In a world with as much population mobility as ours, organisations wishing to be successful must consider the needs of a diverse range of potential customers. Healthcare is no different. Most of the examples to follow are taken from Dr. Geri-Ann Galanti’s article, The Challenge of Serving and Working with Diverse Populations in American Hospitals1.
Most obviously, the cultural differences between a patient and carers may lead to trouble. In countries with strong traditions of gender segregation until marriage, a female may be opposed to the exposure of her body required for treatment if the attending physician is male, or a male patient may be unused to following orders from a female physician, no matter how professional and beneficial these are. In addition to difficulties of culture clashes, simple culture-based misunderstandings can prove fatal when a patient’s life is one the line. For example, an unconscious Korean man brought in by his non-English-speaking family with red welts across his chest was examined under the misconception that the welts were a symptom of whatever was causing his illness when in fact they were the result of the family’s attempt at the ancient Asian remedy of ‘coining’ and therefore unrelated to his condition1.
Stereotypes are something of a double-edged sword in dealing with diversity. On the one hand, holding the stereotype that British people are stoic could help a doctor realise that something is seriously amiss when a British patient begins complaining loudly and insistently of pain. However, a similar stereotyping can also have negative results - for instance, a nurse that held the belief that ‘Mexican women express their pain loudly’ brushed off a Mexican woman patient's cries for an hour before calling the physician who then found hidden bleeding serious enough to warrant immediate surgery1. In the end, it may be prudent to begin with a factual generalisation and then take each case individually; often the family of patients can give the most accurate indications of what is and is not normal behaviour.

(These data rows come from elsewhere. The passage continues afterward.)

PR #15424, opened 2022-03-24
Add layer `translate` for doing translation jobs

rayw000:
New layer `translate` for doing article translation jobs.

### DIFF
--- a/layers/+tools/translate/README.org
+++ b/layers/+tools/translate/README.org
@@ -1,0 +1,82 @@
+#+TITLE: Translate Layer
+
+#+TAGS: layer|tool
+
+[[file:img/screen-record.gif]]
+
+* Table of Contents                     :TOC_5_gh:noexport:
+- [[#description][Description]]
+  - [[#features][Features:]]
+- [[#install][Install]]
+- [[#usage][Usage]]
+- [[#configuration][Configuration]]
+  - [[#language-pair][Language Pair]]
+  - [[#highlighting][Highlighting]]
+  - [[#read-only][Read-only]]
+  - [[#face][Face]]
+- [[#key-bindings][Key bindings]]
+
+* Description
+This layer is designed for Paragraph-oriented minor mode for
+side-by-side document translation workflow.
+
+** Features:
+- Paragraph-oriented side-by-side document translation workflow
+- Integrate word/paragraph online translation
+
+* Install
+To use this configuration layer, add it to your =~/.spacemacs=. You will need to
+add =translate= to the existing =dotspacemacs-configuration-layers= list in this file.
+
+* Usage
+It's quite simple to use this layer. Open the translation file you are currently working
+on, and call command =translate-open-reference-file= or =translate-select-reference-buffer=
+to set the reference buffer or open an existed reference file. Now you can just keep your
+cursor in your translation buffer. The cursor in the reference buffer will be kept in
+sync with the cursor in the translation buffer.
+
+* Configuration
+All layer configurations can be done by setting layer variables in your dotfile.
+No custom user config lines are necessary. For more details please see the homepage
+of package [[https://github.com/rayw000/translate-mode][translate-mode]] and [[https://github.com/lorniu/go-translate/][go-translate]].
+
+** Language Pair
+You need to set language pairs to make online translation work.
+
+#+BEGIN_SRC emacs-lisp
+  (translate :variables gts-translate-list '(("en" "zh") ("en" "fr")))
+#+END_SRC
+
+** Highlighting
+Set =translate-enable-highlight= to =nil= to disable highlighting.
+
+#+BEGIN_SRC emacs-lisp
+  (translate :variables translate-enable-highlight nil)
+#+END_SRC
+
+** Read-only
+You can set =translate-reference-buffer-read-only= to =t= to make the reference buffer read-only.
+
+#+BEGIN_SRC emacs-lisp
+  (translate :variables translate-reference-buffer-read-only t)
+#+END_SRC
+
+** Face
+The face of highlight paragraph can be customized by =translate-paragraph-highlight-face=.
+Put this following line into =custom-set-faces= in your =~/.spacemacs~ file to set the background
+color to red, for example.
+
+#+BEGIN_SRC emacs-lisp
+'(translate-paragraph-highlight ((t (:extend t :background "red"))))
+#+END_SRC
+
+* Key bindings
+
+| Key binding   | Description                                                                  |
+|---------------+------------------------------------------------------------------------------|
+| ~SPC a t T t~ | Toggle =translate-mode=                                                      |
+| ~SPC a t T p~ | Open a translation list buffer for current paragraph in the reference buffer |
+| ~SPC a t T w~ | Popup translation list for word at point, also can be used on regions        |
+| ~SPC a t T f~ | Prompt to open the reference file                                            |
+| ~SPC a t T b~ | Prompt to select a buffer and set it as the reference buffer                 |
+| ~SPC a t T h~ | Toggle paragraph highlighting                                                |
--- a/layers/+tools/translate/funcs.el
+++ b/layers/+tools/translate/funcs.el
@@ -1,0 +1,42 @@
+;;; funcs.el --- Semantic Layer functions File for Spacemacs
+;;
+;; Copyright (c) 2012-2021 Sylvain Benner & Contributors
+;;
+;; Author: Ray Wang <rayw.public@gmail.com>
+;; URL: https://github.com/syl20bnr/spacemacs
+;;
+;; This file is not part of GNU Emacs.
+;;
+;; This program is free software; you can redistribute it and/or modify
+;; it under the terms of the GNU General Public License as published by
+;; the Free Software Foundation, either version 3 of the License, or
+;; (at your option) any later version.
+;;
+;; This program is distributed in the hope that it will be useful,
+;; but WITHOUT ANY WARRANTY; without even the implied warranty of
+;; MERCHANTABILITY or FITNESS FOR A PARTICULAR PURPOSE.  See the
+;; GNU General Public License for more details.
+;;
+;; You should have received a copy of the GNU General Public License
+;; along with this program.  If not, see <http://www.gnu.org/licenses/>.
+
+(when (and (configuration-layer/package-used-p 'translate-mode)
+           (configuration-layer/package-used-p 'go-translate))
+
+  (defun translate/translate-current-reference-paragraph ()
+    "Show all available translations of the reference paragraph at point in a pop-up frame."
+    (interactive)
+    (gts-translate translate//paragraph-translator))
+
+  (defun translate/translate-word-at-point ()
+    "Pop-up translations of the word at point."
+    (interactive)
+    (gts-translate translate//word-translator))
+
+  (defun translate//set-translate-mode-paragraph-functions ()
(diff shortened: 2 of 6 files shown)


layers/+tools/translate/README.org
```diff
@@ -0,0 +1,64 @@
...
+* Install
+To use this configuration layer, add it to your =~/.spacemacs=. You will need to
+add =translate= to the existing =dotspacemacs-configuration-layers= list in this file.
+
+* Usage
+It's quite simple to use this layer. Open the translation file you are currently working
+on, and call command =translate-open-original-file= or =translate-select-original-buffer=
+to set the original article for referring. Now you can just keep your cursor in your
+translation buffer. The cursor in the original buffer will keep syncing with your cursor
+moving.
```
arifer612, line 35: This sentence sounds a little awkward though it gets the point across. I would have written it as "The cursor in the original buffer will be kept in sync with the cursor in the translation buffer" or something like that.

layers/+tools/translate/README.org
```diff
@@ -0,0 +1,64 @@
...
+
+** Read-only
+You can set =translate-original-buffer-read-only= to =t= to make original buffer read-only.
+
+#+BEGIN_SRC emacs-lisp
+  (translate :variables translate-original-buffer-read-only t)
+#+END_SRC
+
+** Face
+The face of highlight paragraph can be customized by =translate-paragraph-highlight-face=.
```
arifer612, line 64: I would suggest adding an example source block like the other subsections above

layers/+tools/translate/packages.el
```diff
@@ -0,0 +1,80 @@
...
+  (use-package translate-mode
+    :demand t
+    :hook (translate-mode . set-transalte-mode-paragraph-functions)))
+
+(defun translate/init-go-translate ()
+  (use-package go-translate
+    :demand t
+    :config
+    (progn
+      (setq gts-translate-list '(("en" "zh")))
```
arifer612, line 42: The language pair should not be hard-coded into the layer since not everybody will need to use it. You have already mentioned in the README that `gts-translate-list` has to be specified as layer variables, so let users do so there.

layers/+tools/translate/funcs.el
```diff
@@ -0,0 +1,42 @@
...
+    "Show all available translations of the original paragraph at point in a pop-up frame."
+    (interactive)
+    (gts-translate paragraph-translator))
+
+  (defun spacemacs/translate-word-at-point ()
+    "Pop-up translations of the word at point."
+    (interactive)
+    (gts-translate word-translator))
+
+  (defun set-transalte-mode-paragraph-functions ()
```
arifer612, line 36: A typo in `translate`?

arifer612 (changes requested):
This is a very sweet layer! Wish I had it back when I was actively translating stuff. I notice that you have not suggested any Spacemacs keybindings for this layer, it would be better if there are some `evil'-like bindings for the interactive functions.

arifer612:
Spacemacs keybindings are mostly vim-like and follow the [guidelines from emacs-evil](https://github.com/emacs-evil/evil-collection#guidelines). Each major mode gets its own prefix, usually `SPC m` or equivalently `,` and you can define the keybindings from that using `spacemacs/set-leader-keys-for-major-mode`. This is great since your layer provides a new major-mode. 

I suggest that you have a look at the following example from the `transmission` layer:
https://github.com/syl20bnr/spacemacs/blob/18ad9759b29a56ba92fe452b62dd545329175b63/layers/%2Btools/transmission/packages.el#L27-L60

##### A brief explanation
`spacemacs/set-leader-keys` is a macro that sets a global keybinding to an interactive function. You can maybe assign `translate-open-original-file` or `translate-select-original-buffer` to something like `atT` for applications -> tools -> (T)ranslate. I'm not sure if `T` is still available but a quick check of all the layers in tools starting with 't' does not suggest that it is being used.

`spacemacs/declare-prefix-for-mode` is a macro that adds like a tree-branch structure to your bindings for the major mode. Bindings to interactive functions do not go here.

`spacemacs/set-leader-keys-for-major-mode` is a macro that sets bindings for interactive functions after the major-mode prefix `SPC m`.

rayw000:
Great suggestion!

This layer doesn't provide a new `major-mode`, that's why I was not sure which prefix should the new keybindings follow. But I like the idea of `SPC a t T`. I've checked my keybindings by seeing the suggestions from `which-key`, `SPC a t T` is not being used too. So, let's put it into `SPC a t`, i.e. application -> tools -> (T)ranslate.

Many thanks! @arifer612

layers/+tools/translate/packages.el
```diff
@@ -0,0 +1,79 @@
...
+;; You should have received a copy of the GNU General Public License
+;; along with this program.  If not, see <http://www.gnu.org/licenses/>.
+
+(defconst translate-packages
+  '(
+    (translate-mode :location (recipe :fetcher github :repo "rayw000/translate-mode"))
+    go-translate
+    popup
+    posframe
+    ))
```
lebensterben, line 29: trailing parentheses should not take a new line

layers/+tools/translate/packages.el
```diff
@@ -0,0 +1,79 @@
...
+         :render (gts-posframe-pop-render))
+        "Paragraph translator for `go-translate'.")
+      (defvar word-translator
+        (gts-translator
+         :picker (gts-noprompt-picker)
+         :engines (list (gts-google-engine) (gts-google-rpc-engine) (gts-bing-engine))
+         :render (gts-posframe-pop-render))
+        "Word translator for `go-translate'."))))
+
+(defun translate/init-popup ()
```
lebensterben, line 73: is popup or posframe used in other layer?

layers/+tools/translate/packages.el
```diff
@@ -0,0 +1,79 @@
...
+  (use-package translate-mode
+    :demand t
+    :hook (translate-mode . set-translate-mode-paragraph-functions)))
+
+(defun translate/init-go-translate ()
+  (use-package go-translate
+    :demand t
+    :config
+    (progn
+      (defclass spacemacs//original-paragraph-texter (gts-texter) ())
```
lebensterben, line 42: those new classes and methods should be moved to funcs.el

layers/+tools/translate/packages.el
```diff
@@ -0,0 +1,79 @@
...
+        (translate-get-original-paragraph-text-at-point))
+      (defclass spacemacs//original-paragraph-picker (gts-picker)
+        ((texter :initarg :texter :initform (spacemacs//original-paragraph-texter))))
+      (cl-defmethod gts-pick ((o spacemacs//original-paragraph-picker))
+        (let ((text (gts-text (oref o texter))))
+          (when (= 0 (length (if text (string-trim text) "")))
+            (user-error "Make sure there is any word at point, or selection exists"))
+          (let ((path (gts-path o text)))
+            (cl-values text path))))
+      ;; TODO Popup-el based render
```
lebensterben, line 53: either remove it or implement it

layers/+tools/translate/packages.el
```diff
@@ -0,0 +1,79 @@
...
+      ;; (defclass spacemacs//inplace-render (gts-render) ())
+      ;; (cl-defmethod gts-out ((_ spacemacs//inplace-render) task)
+      ;;   (with-slots (ecode result) task
+      ;;     (if ecode
+      ;;         (user-error "%s" result)
+      ;;       (popup-menu* (split-string result "\n")))))
+      (defvar paragraph-translator
```
lebensterben, line 60: if these two variables are not mutable, defconst are preferred.

also they should go to config.el, with correct naming.

layers/+tools/translate/funcs.el
```diff
@@ -0,0 +1,42 @@
...
+;; MERCHANTABILITY or FITNESS FOR A PARTICULAR PURPOSE.  See the
+;; GNU General Public License for more details.
+;;
+;; You should have received a copy of the GNU General Public License
+;; along with this program.  If not, see <http://www.gnu.org/licenses/>.
+
+(when (and (configuration-layer/package-used-p 'translate-mode)
+           (configuration-layer/package-used-p 'go-translate))
+
+  (defun spacemacs/translate-current-original-paragraph ()
```
lebensterben, line 26: naming convention is layer/xxx or layer//xxx. so use translate/xx instead

layers/+tools/translate/packages.el
arifer612: A quick search tells me that `posframe` is used in the `auto-completion` and `dap` layers; `popup` in `spacemacs-purpose` layer.

arifer612:
> This layer doesn't provide a new `major-mode`

Ah right! I misread your package's header. If it's a minor mode then you just need to change the macro to `spacemacs/set-leader-keys-for-minor-mode`. The process is the same as before, but now you have to make sure that your keybindings do not overlap with the major-mode's. For both Org-mode and Markdown-mode files, you can probably file the translate-mode bindings under the prefix `x` which is meant for text manipulation, unless you want to use an alternative prefix that is free!

layers/+tools/translate/packages.el
lebensterben: yes this is what I think of.

Each package should have one and only one "owner" layer. It means that each package can only have one "init-PACKAGE" function.

arifer612: That is reasonable. For `popup` it can be removed since it is loaded up by `spacemacs-visual` and `spacemacs-purpose`. However, `posframe` would then have to be added to one of the `spacemacs-` layers.

lebensterben: it should then also be moved to spacemacs-visual layer, with a minimal configuration, like (use-package posframe :defer t)

then for various layers that want to integrate with posframe, they should add post-config hooks.

layers/+tools/translate/packages.el
rayw000: I've tried before, but it is weird that my `funcs.el` is always loaded before `go-translate` and `translate-mode` packages are ready, differing from described [here](https://develop.spacemacs.org/doc/LAYERS.html#funcsel). Checking `(featurep 'go-translate)` at the beginning of the funcs.el always gets `nil`. That's why I put the class/method definitions into `:config` in `(use-package go-translate)`. Same thing happens in `cmake` layer too. Do you have any idea?

rayw000:
Meaningful key prefixes such as `t` and `T` are all taken by `markdown-mode` or `org-mode`, so I added a new prefix `atT` named `translate`, and put all the keybindings here, as a collection of tools. For example, `translate/translate-word-at-point` is bound to `SPC a t T w`.

layers/+tools/translate/packages.el
lebensterben: I don't think load order is the issue here.

The issue is that when you define the new classes, they inherit from classes defined in the respective packages. So the new class declarations must be evaluated after the loading of the packages.

Okay just keep them here.

rayw000: Yes, I knew your point, and that's what I did at first.
Perhaps there is a bug to be investigated that the actual load order here is not following its documentation. It may not affect function definitions, like the way many other layers use `funcs.el`, but when inheriting from classes, it fails.

rayw000:
I temporarily added `posframe` into layer package list, and hooked the initialization function of `go-translate` package  on `:post-config` of `posframe`. If #15431 is merged, `posframe` initialization will be removed from this layer.

smile13241324 (approved):
Looks good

Diversity within healthcare staff can lead to a range of problems as well. There may be the aforementioned discomfort at taking orders from a certain gender or type of person among some cultures, or it may be a clash of values. One Filipino nurse went a long time regarding her coworkers as lazy for asking her to perform tasks for them while the native nurses regarded her as snobby for never asking for help or working as a team1.
In any event, clear communication including an objective acknowledgement and discussion of differences in worldviews and values can clear up many issues in diversity.
Reference:
1. Galanti, G., (2001). The Challenge of Serving and Working with Diverse Populations in American Hospitals. The Diversity Factor.